I have ishooos…. (that’s not poor grammar, it’s a MN thing)

There’s someting going on with me at the moment. I have evidence and everything. But more of that in a bit.

1. I am panicking over my having a very expensive dress for my lovely SIL’s wedding in 6 weeks time. Why? I don’t know. Everyone else has had a lovely outfit so why shouldn’t I? Because, deep down, I know that it looked better on the size 8 model on the website and I don’t think I’ll do it enough justice. How silly is that?

I have the dress. It’s fabulous. It really is. And I look great in it. But it’s not the best the dress could look so I don’t know if it’s right  for me. I am also thinking that as I’m not where I want to be with my weight yet, that I shouldn’t have new clothes until I am where I want to be. 

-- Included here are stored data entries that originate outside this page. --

PR #264, opened 2020-04-30
Migrate to using TinyXML2

mjcarroll:
This is the forward port of #241 for the current master branch `sdf10`.


scpeters:
there are some conflicts here, partially due to deprecation of the API's in parser_urdf.hh in the following bitbucket PR:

But then I beat myself up for thinking like that, because it’s going to take a long time to get to a size 14/16 so I need to be realistic and stop torturing myself for not achieving my goals instantly. That’s what the title of my blog is – nothing worth having was ever achieved without hard work. So I need to belt up, motivate myself and get on with it.

2. I am off pasta, and chocolate cookie mix dough. I lay the blame for this entirely at the door of Sarah Turner. She’s a hypnotherapist who I’ve been seeing to talk to, and having hypnosis around my eating habits. It’s had a big effect on me.

Food of ye Gods?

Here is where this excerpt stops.